Crane shut his eyes, bit at the carpet. No, he couldn’t. It couldn’t be worse. He would rather die than have it worse. He just wanted it all to be over.

“He can take it,” said Merrick.

“Lord Crane?” Day asked.

“I know what he can take.” Merrick’s tone brooked no argument. “Do it. Now. Sir.”

“Get on with it, damn you.” Crane had to force the words out through the overwhelming misery that clogged his throat.

“Very well. Mr. Merrick, are you capable of holding him down?”

“Yes.”

“Good. Don’t let him move.” Day paused, and added stiffly, “You have my assurance that I will make this as quick as I can.”

He moved forward without rising, in an awkward shuffle. He was, Crane saw, pushing the thing along the floor, but pushing apparently without touching it, his fingers still clawed above it.

As it came closer, the hairs rose on Crane’s arms. The air was greasy, dry and dirty and foul, like a filthy old sheepskin.
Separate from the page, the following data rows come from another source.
PR #2806, opened 2016-02-02
Run test containers in TTY mode

aanand:
This enables coloured output for tox and pytest.


dnephin:
Normally jenkins fails to run containers with tty enabled, but I guess since these run inside another container it works.

LGTM

PR #2808, opened 2016-02-02
Connect container to networks before starting it

### LINKED ISSUE #2805: Cannot resolve parent container IP address - with depends_on in config
I've an issue with the latest rc2 release and the depends_on feature. My config looks like this:
[docker-compose.yml](https://github.com/docker/compose/files/113802/docker-compose.yml.txt)

Getting error:
> front.example.org           | Message from VCC-compiler:
> front.example.org           | Backend host '"www.development.example.org"' could not be resolved to an IP address:
> front.example.org           | 	Name or service not known

So apparently the front.development.example.org container starts before it's able to resolve the host www.development.example.org to an IP address.
(I've attempted to manually sleep for two secs before starting front main application, and then it works fine.)

aanand:
Will hopefully fix #2805.

### DIFF
--- a/compose/service.py
+++ b/compose/service.py
@@ -424,8 +424,8 @@ class Service(object):
             return self.start_container(container)
 
     def start_container(self, container):
-        container.start()
         self.connect_container_to_networks(container)
+        container.start()
         return container
 
     def connect_container_to_networks(self, container):


dnephin:
LGTM

dnephin:
Actually, I take that break, it seems to be broken this way, I tried it with my setup, and I'm seeing:

```
     "Networks": {
                "cs_default": {
                    "IPAMConfig": null,
                    "Links": null,
                    "Aliases": null,
                    "NetworkID": "974b0e26f2746c5399cb6824321f7aa18eedfd20c567c4e100403a295dd35766",
                    "EndpointID": "",
                    "Gateway": "",
                    "IPAddress": "",
                    "IPPrefixLen": 0,
                    "IPv6Gateway": "",
                    "GlobalIPv6Address": "",
                    "GlobalIPv6PrefixLen": 0,
                    "MacAddress": ""
                }
            }

```
and they fail to connect to other containers.

mavenugo:
@dnephin I tried it in the engine directly -

```
  $ sudo docker create --net=temp1 --name=container1 -t busybox
88c3f1c424d71b7698468c3493161f5d3045579d478e9f05d5aef2fe6268a910
  $ sudo docker network disconnect temp1 container1
  $ sudo docker network connect --alias=c1 temp1 container1
  $ sudo docker start -i container1
  $ docker inspect container1

            "Networks": {
                "temp1": {
                    "IPAMConfig": null,
                    "Links": null,
                    "Aliases": null,
                    "NetworkID": "14399b5bf43d5754c648609844ac0ef5ffe4e0c57b85693e4c70396f85915848",
                    "EndpointID": "d90799fa3f3cf869c582ab2fca5d99bb5a51bd2e2355620acb591c30e5e4045d",
                    "Gateway": "172.22.0.1",
                    "IPAddress": "172.22.0.2",
                    "IPPrefixLen": 16,
                    "IPv6Gateway": "",
                    "GlobalIPv6Address": "",
                    "GlobalIPv6PrefixLen": 0,
                    "MacAddress": "02:42:ac:16:00:02"
                }
            }
```

It seems to be working fine.

aanand:
@mavenugo I'm seeing an issue where there are no aliases or links if I connect before starting:

```console
$ docker network create test-network
$ docker create --net=test-network --name=test-container busybox top
$ docker network disconnect test-network test-container
$ docker network connect --link=foo:bar --alias=baz test-network test-container
$ docker start test-container
$ docker inspect test-container
...
            "Networks": {
                "test-network": {
                    "IPAMConfig": null,
                    "Links": null,
                    "Aliases": null,
                    "NetworkID": "5278aeed659d70b6384625491cbb0be8ad5772052ebef75870520d81dfd3b44c",
                    "EndpointID": "7660cef24511060803159e11512a937830c4d7322d2ad2defb82299c3bf41422",
                    "Gateway": "172.20.0.1",
                    "IPAddress": "172.20.0.2",
                    "IPPrefixLen": 16,
                    "IPv6Gateway": "",
                    "GlobalIPv6Address": "",
                    "GlobalIPv6PrefixLen": 0,
                    "MacAddress": "02:42:ac:14:00:02"
                }
            }
...
```

I expect `Links` to be `["foo:bar"]` and `Aliases` to be `["baz"]`.

mavenugo:
@aanand ahh... @aboch resolved it yesterday https://github.com/docker/docker/pull/19943 and being this late in the release, we are not going to stop the engine release for this one.

aanand:
I presume the plan is for that fix go out in Engine 1.10.1? If so, we'll have to fix it in Compose 1.6.1, but the problem is that people will have to upgrade Compose in lockstep with Engine or their apps will suddenly break due to having no links or aliases.

That's going to be a terrible user experience, so I advocate strongly for getting the fix in for 1.10.0.

mavenugo:
@aanand so what is the downside of getting this PR in now in compose (knowing well that the short-id alias will not be available). When 1.10.1 is out, that will be fixed and hence there wont be a compatibility matrix issue ?

dnephin:
@mavenugo this PR does not work. Merging it would cause every v2 compose file to fail. Our tests are failing, and testing it manually has shown that it does not work.

mavenugo:
@dnephin my question is not that. My question is about the impact of not having the short-id as an `--alias` till 1.10.1

aanand:
Let's suppose we drop the short id alias.

We need to set the service name alias (`web`, `db`). We can now set that alias at container creation time *for one network*, but a container can potentially be connected to multiple networks, so we would still need to perform a series of `/connect` calls. If we do those before starting the container, then with Engine in its current state, the aliases won't be set. If we do them after, we get the race condition described in #2805.

In conclusion, if https://github.com/docker/docker/pull/19943 doesn't make it into 1.10.0, we have two choices on the Compose side:

1.  Don't fix the race condition. When containers start, they cannot expect hostnames for services to resolve immediately, and must back off and retry.

    When the fix lands in a subsequent Engine 1.10.1, we have to decide again whether to fix the race condition in Compose 1.6.1. If we do, then Compose 1.6.1 will break with Engine 1.10.0 - no aliases will be set. Users must upgrade Engine as well as Compose, or their apps will suddenly stop working.

    We could check the Engine version and refuse to run if it's <1.6.1, but that requires an extra API call on almost every Compose command. I've advocated not doing any pre-emptive version checking for a long time for that exact reason.

2. Fix the race condition, making aliases non-functional for people using multiple networks.

To my eye Option 1 looks bad and Option 2 looks unacceptable.

dnephin:
This sounds right to me. I think both options are pretty bad.

aanand:
OK, https://github.com/docker/docker/pull/19943 has been merged and I've confirmed locally that it fixes the tests, so once Engine RC4 is out then CI should pass for this and we should be able to merge it.

dnephin:
LGTM

seems to be working with manual test as well with docker 1.10-rc4

PR #2822, opened 2016-02-04
Update docker-py and dockerpty

aanand:
This won't pass until those versions are released, of course.


dnephin:
LGTM once it's green

aanand:
Cherry-picked into #2821.

PR #2826, opened 2016-02-04
Bump 1.7.0dev

aanand:


docs/install.md
```diff
@@ -18,7 +18,7 @@ first.
 
 To install Compose, do the following:
 
-1. Install Docker Engine version 1.7.1 or greater:
+1. Install Docker Engine:
```
aanand: The minimum Engine version now depends on the Compose file version you're using, so I thought it simpler to just omit it here rather than explain too much up front. Most people, if installing Compose, will probably be installing Engine too, and so they'll get the latest version anyway. Sound good?

dnephin: Ya, I like it

dnephin:
Build failed on missing dind image, I'm building it now.
Don't think we need to wait on it for this change.

LGTM

PR #2830, opened 2016-02-05
Add support for shm_size.  Fixes #2823.

### LINKED ISSUE #2823: Missing support for --shm-size
Support for a configurable /dev/shm size was added in docker/docker#16168 as part of Docker 1.10 (API version 1.22).  I am currently running into an issue where I need a larger /dev/shm size in a project that is managed by docker-compose and I am unable to configure it when running containers via docker-compose.

It should be similar to fields like `mem_limit` for actual implementation.

nubs:
shm_size controls the size of /dev/shm in the container and requires Docker 1.10 or newer (API version 1.22).  This requires docker-py 1.8.0 (docker/docker-py#923).

Similar to fields like `mem_limit`, `shm_size` may be specified as either an integer or a string (e.g., `64M`).

Updating docker-py to the master branch in order to get the unreleased dependency on `shm_size` there in place.

Signed-off-by: Spencer Rinehart <anubis@overthemonkey.com>

### DIFF
--- a/compose/service.py
+++ b/compose/service.py
@@ -57,6 +57,7 @@ DOCKER_START_KEYS = [
     'volumes_from',
     'security_opt',
     'cpu_quota',
+    'shm_size',
 ]
 
 
@@ -654,6 +655,7 @@ class Service(object):
             ipc_mode=options.get('ipc'),
             cgroup_parent=options.get('cgroup_parent'),
             cpu_quota=options.get('cpu_quota'),
+            shm_size=options.get('shm_size'),
         )
 
     def build(self, no_cache=False, pull=False, force_rm=False):
--- a/compose/service.py
+++ b/compose/service.py
@@ -40,6 +40,7 @@ DOCKER_START_KEYS = [
     'cap_add',
     'cap_drop',
     'cgroup_parent',
+    'cpu_quota',
     'devices',
     'dns',
     'dns_search',
@@ -54,10 +55,9 @@ DOCKER_START_KEYS = [
     'pid',
     'privileged',
     'restart',
-    'volumes_from',
     'security_opt',
-    'cpu_quota',
     'shm_size',
+    'volumes_from',
 ]
 
 
--- a/requirements.txt
+++ b/requirements.txt
@@ -1,9 +1,9 @@
 PyYAML==3.11
 cached-property==1.2.0
-docker-py==1.7.0
 dockerpty==0.4.1
 docopt==0.6.1
 enum34==1.0.4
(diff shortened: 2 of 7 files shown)


compose/service.py
```diff
@@ -57,6 +57,7 @@
     'volumes_from',
     'security_opt',
     'cpu_quota',
+    'shm_size',
```
dnephin: This list is supposed to be in sorted order.

I see now that the last couple additions were not adding in order. Would you mind running a `:sort` on this section to move the `shm_size` into the right place (and the other two at the same time).

dnephin:
Looks good, just one small request

compose/service.py
nubs: Sure thing, will do.

nubs:
Repushed with sorted DOCKER_START_KEYS.

requirements.txt
```diff
@@ -1,9 +1,9 @@
 PyYAML==3.11
 cached-property==1.2.0
-docker-py==1.7.0
 dockerpty==0.4.1
 docopt==0.6.1
 enum34==1.0.4
+git+https://github.com/docker/docker-py.git@master#egg=docker-py
```
dnephin: Oh, I missed this before, please pin to a git sha instead of a branch. That way we don't accidentally pick up other docker-py changes.

dnephin:
Thanks for sorting.

LGTM with the one small changes to ping sha instead of a branch.

Looks like our jenkins CI is really backed up this morning because of unrelated issues. Might be a little while before the tests run.

nubs:
Updated with hash instead of branch for docker-py.  Chose the hash of the merge commit for my change upstream.

aanand:
LGTM

tests/integration/service_test.py
```diff
@@ -102,6 +102,12 @@ def test_create_container_with_cpu_quota(self):
         container.start()
         self.assertEqual(container.get('HostConfig.CpuQuota'), 40000)
 
+    def test_create_container_with_shm_size(self):
+        service = self.create_service('db', shm_size=67108864)
```
dms-cat: Isn't this the default value? `shm_size` doesn't seem to work - the following configuration still returns `"ShmSize": 67108864`:

```
  db:
    image: postgres:11.1
    shm_size: '2gb'
```

Ditto for `shm_size: 2147483648`.

dms-cat: [Others](https://stackoverflow.com/q/55416904/96588) seem to have the same problem.

PR #2832, opened 2016-02-05
Refactor CLI initialization and unit tests

aanand:
A series of refactors, roughly ordered with the most "quick fix"/"worth it" ones first. In particular, I'm not sure the refactors to the code in the last one are very good - it could use some fresh eyes.


dnephin:
First 5 commits look good, I've got some comments about the last.

aanand:
Rebased and removed the last two commits since it's not a great approach.

dnephin:
LGTM when build is green

PR #2851, opened 2016-02-08
Fix merge behavior for 'networks' and 'network_mode'.

### LINKED ISSUE #2839: compose silently ignore networks when extends or multiple compose files
Compose 1.6 silently ignore the "networks" option when the service extends from another one.

This version 2 docker file :
```YAML
version: '2'
services:
  foo:
    image: busybox
    command: echo foo
  bar:
   extends: foo
   command: echo bar
   networks:
      - mynetwork
networks:
  mynetwork:
```

Results in the following resolved config after loading:
 
```YAML
networks:
  mynetwork: {}
services:
  bar:
    command: echo bar
    image: busybox
  foo:
    command: echo foo
    image: busybox
version: '2.0'
volumes: {}
```

The "bar" container is not attach to "mynetwork".

### LINKED ISSUE #2840: Using docker-compose with multiple configuration files disables network_mode: "host" for services
When using docker-compose (v1.6) with multiple configuration files with "-f" like the following:

docker-compose -f docker-compose.yml -f preproduction.yml build
docker-compose -f docker-compose.yml -f preproduction.yml up -d

If services are using network_mode: "host" then this configuration is disabled (dropping to "bridge" mode)

cr7pt0gr4ph7:
As stated in #2839 and #2840, the `networks` and `network_mode` service configuration keys are ignored when multiple compose files are specified on the command line (or when extending services via `extends`).

The reason for this is that the relevant `merge_service_dicts` function in `compose/config/config.py` does not handle these configuration keys.
This simply enables handling of `network_mode` and `networks` via the existing mechanism, and additionally adds a test for the merge behavior of `networks`.

Fixes #2839
Fixes #2840

### DIFF
--- a/tests/unit/config/config_test.py
+++ b/tests/unit/config/config_test.py
@@ -1594,30 +1594,64 @@ class BuildOrImageMergeTest(unittest.TestCase):
         )
 
 
-class MergeListsTest(unittest.TestCase):
+class MergeListsTest(object):
+    def config_name(self):
+        return ""
+
+    def base_config(self):
+        return []
+
+    def override_config(self):
+        return []
+
+    def merged_config(self):
+        return set(self.base_config()) | set(self.override_config())
+
     def test_empty(self):
-        assert 'ports' not in config.merge_service_dicts({}, {}, DEFAULT_VERSION)
+        assert self.config_name() not in config.merge_service_dicts({}, {}, DEFAULT_VERSION)
 
     def test_no_override(self):
         service_dict = config.merge_service_dicts(
-            {'ports': ['10:8000', '9000']},
+            {self.config_name(): self.base_config()},
             {},
             DEFAULT_VERSION)
-        assert set(service_dict['ports']) == set(['10:8000', '9000'])
+        assert set(service_dict[self.config_name()]) == set(self.base_config())
 
     def test_no_base(self):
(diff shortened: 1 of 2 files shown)


tests/unit/config/config_test.py
```diff
@@ -1594,30 +1594,64 @@ def test_merge_build_or_image_override_with_other(self):
...
+
+class MergeNetworksTest(unittest.TestCase, MergeListsTest):
+    def config_name(self):
+        return 'networks'
+
+    def base_config(self):
+        return ['frontend', 'backend']
+
+    def override_config(self):
+        return ['monitoring']
```
dnephin: I think we'll eventually want to use http://pytest.org/latest/parametrize.html to support this type of test, instead of inheritance, but that doesn't need to happen now.

For now could we make these class fields instead of functions? Since their value doesn't change I think that will work.

```python

class MergeNetworksTest(unittest.TestCase, MergeListsTest):
    config_name = 'networks'
    base_config = ['frontend', 'backend']
    override_config = ['monitoring']

```

dnephin:
Thanks for the fix! I think the code changes look good, just one request for the tests.

dnephin:
LGTM

Thanks for the fix!

aanand:
LGTM

PR #2853, opened 2016-02-08
Use 12 characters for the short id

### LINKED ISSUE #2845: Container linking doesn't work reliably under docker-compose 1.6
Environment: docker 1.10, docker-compose 1.6, Ubuntu 15.10

Background:

I've just updated docker to 1.10 and docker-compose to 1.7 on my Ubuntu 15.10 box. I am using around 7-8 containers linked with docker-compose, and it was working perfectly under docker-compose 1.6, but with 1.7, some containers don't see other (linked) containers. This seems to be related to the changed name resolution (changed from /etc/hosts to the /etc/resolv.conf-based approach).

Let's say I have containers named A and B. B is linked to A, and the Java code running inside the container wants to connect to 'A'. B starts up, I am getting exceptions saying "cannot connect to ". Note that is the random (?) ID of the container, not its name.

1) How does B know the ID of A? Somehow the DNS must return this ID when trying to look up 'A'.
2) If the DNS returns this ID, then why can't B connect to A through its ID?

So somehow, something must have regressed between 1.6 and 1.7.

Note that linking works for some containers (always), and doesn't for some others (always).

dnephin:
Fixes #2845

Ref: https://github.com/docker/docker/blob/master/pkg/stringid/stringid.go

Looks like we've used 10 characters for short_id since the tool was named plum, but docker uses 12 characters.

### DIFF
--- a/compose/container.py
+++ b/compose/container.py
@@ -60,7 +60,7 @@ class Container(object):
 
     @property
     def short_id(self):
-        return self.id[:10]
+        return self.id[:12]
 
     @property
     def name(self):
--- a/tests/unit/container_test.py
+++ b/tests/unit/container_test.py
@@ -12,8 +12,9 @@ from compose.container import get_container_name
 class ContainerTest(unittest.TestCase):
 
     def setUp(self):
+        self.container_id = "abcabcabcbabc12345"
         self.container_dict = {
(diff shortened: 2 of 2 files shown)


shin-:
LGTM

PR #2858, opened 2016-02-08
Fix upgrading url in changelog

dnephin:
Reported by someone on twitter


dnephin:
Technically this link doesn't work either, because for some reason the hash urls on all the pages gained some weird serial id at the end, but assuming that is fixed, this should be correct.

aanand:
LGTM

PR #2859, opened 2016-02-09
Fix header type for external volume

JacobHayes:


dnephin:
Thanks! We already have a PR open to fix this: #2827

JacobHayes:
Oh, great! Sorry for the double pr :)

PR #3337, opened 2016-04-15
Check for short id alias, and don't disconnect if it already exists

### LINKED ISSUE #3252: Networking doesn't work with Windows containers due to disconnecting containers from networks
See @taylorb-microsoft's comment here: https://github.com/docker/compose/commit/313c584185f3999eb7a9ad0b7792a251b0afcbf8#commitcomment-16546187

Windows doesn't support disconnecting containers from networks and isn't going to any time soon. It seems like we should get better APIs for updating aliases on containers instead of doing this which feels like hack.

This is blocking Compose working with Windows containers, I believe.

dnephin:
Fixes #3252

Related to https://github.com/docker/libnetwork/issues/996 and https://github.com/docker/docker/pull/21901

Windows engine doesn't have network disconnect, so we can check if the short id alias already exists, and skip the disconnect if it does exist.

cc @friism, @mavenugo

### DIFF
--- a/compose/service.py
+++ b/compose/service.py
@@ -461,10 +461,9 @@ class Service(object):
                     container.id,
                     network)
 
-            aliases = netdefs.get('aliases', [])
             self.client.connect_container_to_network(
                 container.id, network,
-                aliases=list(self._get_aliases(container).union(aliases)),
+                aliases=self._get_aliases(netdefs, container),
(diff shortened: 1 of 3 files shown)


dnephin:
@friism when used with https://github.com/docker/docker/pull/21901 this should be working. You can grab the binary from the appveyor build when it completes.

aanand:
LGTM

PR #3340, opened 2016-04-17
Fix #2922: Config does not catch missing links

### LINKED ISSUE #2922: config does not catch missing links
When a compose file describes a service _A_ that `links` to a service _B_ which is not described, the `up` command fails, yet the `config` command raises no concerns.

In the absence of a better command, `config` might be expected to reveal such problems ahead of the user invoking any further compose commands preventing possible downtime.

johnharris85:
Fixes #2922

### DIFF
--- a/compose/config/config.py
+++ b/compose/config/config.py
@@ -37,6 +37,7 @@ from .validation import validate_against_config_schema
 from .validation import validate_config_section
 from .validation import validate_depends_on
 from .validation import validate_extends_file_path
+from .validation import validate_links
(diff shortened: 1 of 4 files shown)


johnharris85:
Implementation is cloned from the checks for `depends_on`. Caused an issue with the `extends` test for extending services with links. The compose file fixture for that test had an invalid link so I 'fixed' it to only fail the once.

aanand:
Thanks!

LGTM

dnephin:
LGTM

He tried to recoil, and was held down hard.

“Don’t move, now,” muttered Merrick.

Day had the thing in front of Crane’s face.

It was gnarled wood, carved in a roughly humanoid shape, riddled with holes. It seemed to be pulsing slightly; looked as though it would feel oily. It was on some indefinable level utterly obscene, and Crane was overwhelming, painfully frightened of it. He pulled his head back.

“Steady,” Merrick whispered. “Come on, Vaudrey, you’ve done worse.”

But he hadn’t, nothing worse than this, because as Day moved his hand away, the malevolence of the thing poured out in a flood of foul cancerous air that flooded into Crane’s nose and mouth and eyes. He knew he was screaming and thrashing, he could feel Merrick’s grip putting pressure on his elbows and knees, but he couldn’t bear it, couldn’t stand another second. The malignancy was all-consuming, shrivelling his soul to a single point of unbearable pain, and he was fighting Merrick hard, and Day simply sat there, probing the device with the twisted needle. Crane cursed him, the fucking vicious ginger dwarf, what the hell had he ever done to him, and Merrick, whose fucking fault this was, and himself, in the foulest language at his command, crying, begging, until Day spoke, in a voice that he could hardly hear through the filthy miasma around him.

“This will hurt.”

The agony came like a knife, pulsed through Crane’s chest and back and arms and upper thighs like screaming burning fire...

And then it didn’t.

STEPHEN SAT BACK ONhis heels and wiped his forehead as Lord Crane slumped forward, boneless. The manservant Merrick straddled his back, white and sweating, blood drooling from his nose where Crane had landed a blow earlier. He glared down at his master, then over at Stephen with a murderous look.

Stephen dropped the gnarled piece of wood to the ground and took a very deep breath.

“You can get off him. It’s done.”

“My lord?” Merrick released Crane’s arms. “My lord?”

There was a sort of muffled sobbing from where Crane’s face rested in the carpet. His body was shaking.